WPMUDEV, a 12 year old company, is closing all free extensions (plugins and themes) and heading towards a new business model focused on Hosting and Maintenance. Currently, WPMUDEV is the strongest competitor rivaling WP Engine, Kinsta, Flywheel, and many other Wordpress Hosts.
In his announcement, James Farmer, co-founder and CEO at WPMUDEV, points out some reasons for this change in direction:
- Despite of the high number of downloads, the active members of many plugins is consistently low:
Ad sharing plugin launched in April 2009, has been downloaded 26,315 times and yet is active on only 56 members sites and has generated 234 support forum threads
- The competition with Automatic (Wordpress Owner) is killing one of their best extensions focused on commerce.
There are many lessons here to learn from.
#1 – Some products are vital to support a business and others aren't.
My grandma always said, everyone needs food, that is the best area for business.
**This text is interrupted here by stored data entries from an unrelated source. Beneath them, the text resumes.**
PR #1917, opened 2017-04-01
Allow ServUO be operated interactively without a console.

techy2493:
This PR allows ServUO to operate in interactive mode without an active console. 
This is useful for server admins who would like to programattically control the IO streams of ServUO.

Adds Core.NoConsole and -noconsole command line argument.

Addressed issues raised by @ppardalj


Server/Main.cs
```diff
@@ -385,8 +387,17 @@ public static void Main(string[] args)
 				{
 					_UseHRT = true;
 				}
+                else if (Insensitive.Equals(a, "-noconsole"))
+                {
+                    NoConsole = false;
```
ppardalj: Did you mean `NoConsole = true`? (also below)

Server/Main.cs
```diff
@@ -523,7 +541,7 @@ public static void Main(string[] args)
 
 				Console.WriteLine(" - Press return to exit, or R to try again.");
 
-				if (Console.ReadKey(true).Key != ConsoleKey.R)
+				if (Insensitive.Equals(Console.ReadLine(), "R"))
```
ppardalj: IMHO no need to change this, there is a check for `Core.Service` two lines above. Just change it for `Core.NoConsole` should be enough.

Scripts/Misc/AccountPrompt.cs
```diff
@@ -12,7 +12,9 @@ public static void Initialize()
                 Console.WriteLine("This server has no accounts.");
                 Console.Write("Do you want to create the owner account now? (y/n)");
 
-                if (Console.ReadKey(true).Key == ConsoleKey.Y)
+                string Key = Console.ReadLine();
```
ppardalj: Local variables should be camelCased (i.e. prefer `key` over `Key`).

Scripts/Commands/ConvertPlayers.cs
```diff
@@ -51,9 +51,9 @@ public static void Convert_OnCommand(CommandEventArgs e)
                 NetState.ProcessDisposedQueue();
                 World.Save();
             
-                Console.WriteLine("{0} players have been converted to PlayerMobile. {1}.", count, Core.Service ? "The server is now restarting" : "Press any key to restart the server");
+                Console.WriteLine("{0} players have been converted to PlayerMobile. {1}.", count, Core.NoConsole ? "The server is now restarting" : "Press any key to restart the server");
                 
-                if (!Core.Service)
+                if (!Core.NoConsole && !Core.Service)
```
ppardalj: Why checking both? Is not enough to check just `Core.NoConsole`?

Server/Main.cs
```diff
@@ -87,6 +87,8 @@ public static TimeSpan ProfileTime
 		}
 
 		public static bool Service { get; private set; }
+
+        public static bool NoConsole { get; private set; }
```
ppardalj: I would propose to change the name of this property to `NoInteraction`. IMHO it reflects better the intention of this property, which is to avoid querying the user through the console for input during execution.

Server/World.cs
```diff
@@ -288,7 +288,7 @@ public DataEntry(SaveData data, int typeID, string typeName, long pos, int lengt
 					{
 						Console.WriteLine("Error: Type '{0}' was not found. Delete all of those types? (y/n)", typeName);
 
-						if (Console.ReadKey(true).Key == ConsoleKey.Y)
+						if (Insensitive.Equals(Console.ReadLine(), "Y"))
```
ppardalj: Same here, you have a check of `Core.Service` right above. Just change it to use `Core.NoConsole` should be enough.

Server/Main.cs
techy2493: The goal of this PR is not to remove all user interaction. Core.Service and -service do this effectively. The primary goal of this PR is to allow the administrator to force the use of IO methods which do not require a console. 
This frees the administrator to attach to the IO streams of the ServUO application and supply input and read output with third party applications.

Server/Main.cs
techy2493: Ah. You are correct. I will update this PR.

Server/Main.cs
techy2493: This is user interaction which is desirable. We're not replacing Core.Service just extending it's functionality and making it so that a standard console tied to the IO streams is not needed.

Scripts/Commands/ConvertPlayers.cs
techy2493: No. Service and NoConsole have two different intended purposes. Please see my other replies.

Scripts/Misc/AccountPrompt.cs
techy2493: Sorry. Very true. I will update this PR.

Server/World.cs
techy2493: Again, no. Service and NoConsole have two different intended purposes. Please see my other replies.

techy2493:
Several replies have been to the effect of making NoConsole replace the functionality of Service.

I need to stress that these are for two entirely different use cases.

The first and existing is Core.Service. This should be used when ServUO is executed as a system service and daemon where no input from the user or otherwise is expected.

The second and new is Core.NoConsole. This should be used for when ServUO is executed as a child process of another application which binds and consumes it's IO streams. In this case input (user or automated) may or may not be available. In the former an application is reading and providing input to ServUO based on a new consoled presented to the user or automated responses to stimuli. In the latter, while the application is bound no input is expected in which case both NoConsole and Service should be set to true.

techy2493:
Also, @ppardalj  Noted a couple of issues. I will update them this afternoon. Please do not merge this until I comment they have been made.

Server/Main.cs
ppardalj: Ok, I think I misunderstood the purpose. Everything allright then 👍

Server/Main.cs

The low number of active members of some extension prove that some solutions are not essential, in order to become more indispensable they are going to focus on Hosting and Maintenance.
#2 – The same hand that feeds you can also bite you!
Even though the open source industry encourages the community to build extensions, what we can see in many cases is the company leader of the project starts launching the most valuable extensions on their own and leaving just the less profitable for the community.
In our first year here at Powertic our product line consisted of WordPress hosting, Mautic hosting, CMS and Marketing Automation all in the same place. During that time we were using all WPMUDEV extensions with our clients to help manage the WordPress instances. For us it turned out that this Wordpress hosting market was too crowded for a company like ours with 6 people, so because of that, we started to focus only on Mautic, and I think it was a good choice, but only time will tell.